In the field of precision-guided munitions (PGM), the South Korean Army had deployed an advanced artillery system, including the world-class, Korean developed K-9 self-propelled 155 mm howitzer and the U.S. multiple launch rocket system, in response to the North's long-range artillery. Aligned with the new Army Missile Command, more cutting-edge weapon systems were to be acquired: F-15K strike fighters, Aegis destroyers, Type 214 submarines, Joint Direct Attack Munitions (JDAM) with GPS-aided guidance and precision-guided missiles such as SLAM-ER. Thanks to the augmented arms, Korea is expected to obtain a striking ability by 2011 against a core strategic target in any deep battle zone during a counter fire operation.

Besides the Ch'onnyong, the Command will be equipped with Multiple Launch Rocket Systems (MLRS); the Army Tactical Missile System (ATACMS) (surface-to-surface ballistic missiles with ranges up to 300 kilometers); Hyonmu surface-to-surface ballistic missiles, with a range of 180 kilometers; and K-9 self-propelled artillery. The Command will not have a missile defense capability, but the unit will have unmanned aerial vehicles (UAVs) to provide surveillance and firepower support.

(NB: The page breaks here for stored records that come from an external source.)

PR #1886, opened 2026-07-28
chore: new tket-qsim unitary simulator for unit testing

### LINKED ISSUE #1648: [Test]: Add a mini-executor for validating rewrite tests
### Problem Statement

We cannot use selene in the local tests to validate that rewrite passes do not change the semantics.
This means that most pass tests are not testing for behaviour changes.

We should implement a minimal executor/interpreter that supports small <10 qubit states and interprets only the operations that we need to test.

This should be only used for internal testing, and should not be published as a crate.

### Proposed Solution

_No response_

### Component

_No response_

### Effort Estimate

None

### Additional Context

_No response_

ferbetanzo:
Closes #1648. Includes the following:

- New `tket-qsim` crate that allows to simulate (purely  unitary) hugrs. It defines the required `<tket|helios|sol>_ops` unitary matrices but compares them against `roqoqo`'s gate definitions.
- New semantics preserving tests for cross-compilation.


tket-qsystem/src/extension/qsystem/lower.rs
```diff
@@ -1812,4 +1812,209 @@ mod test {
...
+        InlineFunctionsPass::default()
+            .with_heuristic(InlineFuncsHeuristic::All)
+            .run(&mut h)
+            .unwrap();
+        InlineDFGsPass::default().run(&mut h).unwrap();
+        h.validate().unwrap();
+
+        let unitary_after = simulate_circuit(&h, &params).unwrap();
+        assert!(
+            unitary_before.approx_eq_up_to_global_phase(&unitary_after, 1e-10),
```
doug-q, line 1969: I would prefer to use the https://docs.rs/approx/latest/approx/ crate for this

tket-qsim/src/matrix.rs
```diff
@@ -0,0 +1,321 @@
+use num_complex::Complex64;
+use std::fmt;
+
+/// A dense unitary matrix of dimension `2^num_qubits × 2^num_qubits`.
+///
+/// Stored in row-major order.
+#[derive(Clone)]
+pub struct UnitaryMatrix {
```
doug-q, line 8: I would prefer to use the https://www.nalgebra.rs/docs/ crate for this

doug-q (commented):
Thanks for this. Apologies but I do not think we should proceed with this approach. Happy to discuss.

I think that we can't use selene because of dependency loops, is that right?

Problems with this approach  
* It relys on the hugrs under test to get optimised into single-dfg functions
* lowerings that contain control flow cannot be handled
* lowerings that include ancillas or mid circuit measurements cannot be handled
* The hugrs that are tested are fixed. This approach is not going to catch corner cases (e.g. bugs where special angles cause big problems)

I don't think this is the right solution to verifying our transformations.

I suggest
* Each op should be verified independently
* The expected unitary should be specified local to the test
* I don't think we should build an interpreter here. (I would be ok on depending on a separate, complete(ish) interpreter)
* A better approach, IMO, would be to
  * depend on selene in such a way as it doesn't  create circular dependencies. This is surely possible because we don't need to run any tket transformations in selene (we can do it beforehand)
  * For parameterised gates use property testing to explore the parameter space and catch corner cases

South Korea set up the Missile Command to thwart North Korea's hundreds of 170 mm and 240 mm artillery rocket launchers, which are positioned along the demilitarized zone (DMZ), with ballistic missiles deployed deeper in its territory. The Missile Command provides command and control of South Korea's ATACMS and standard Hyunmoo missile battalions. This command also enables Seoul to better respond to hostile actions by any enemy. The command controls Korea's new Cheon Ryong (Sky Dragon) cruise missile, which has a range of 500 km, and the Hyunmoo I and II ballistic missiles, with ranges of 180-300 km.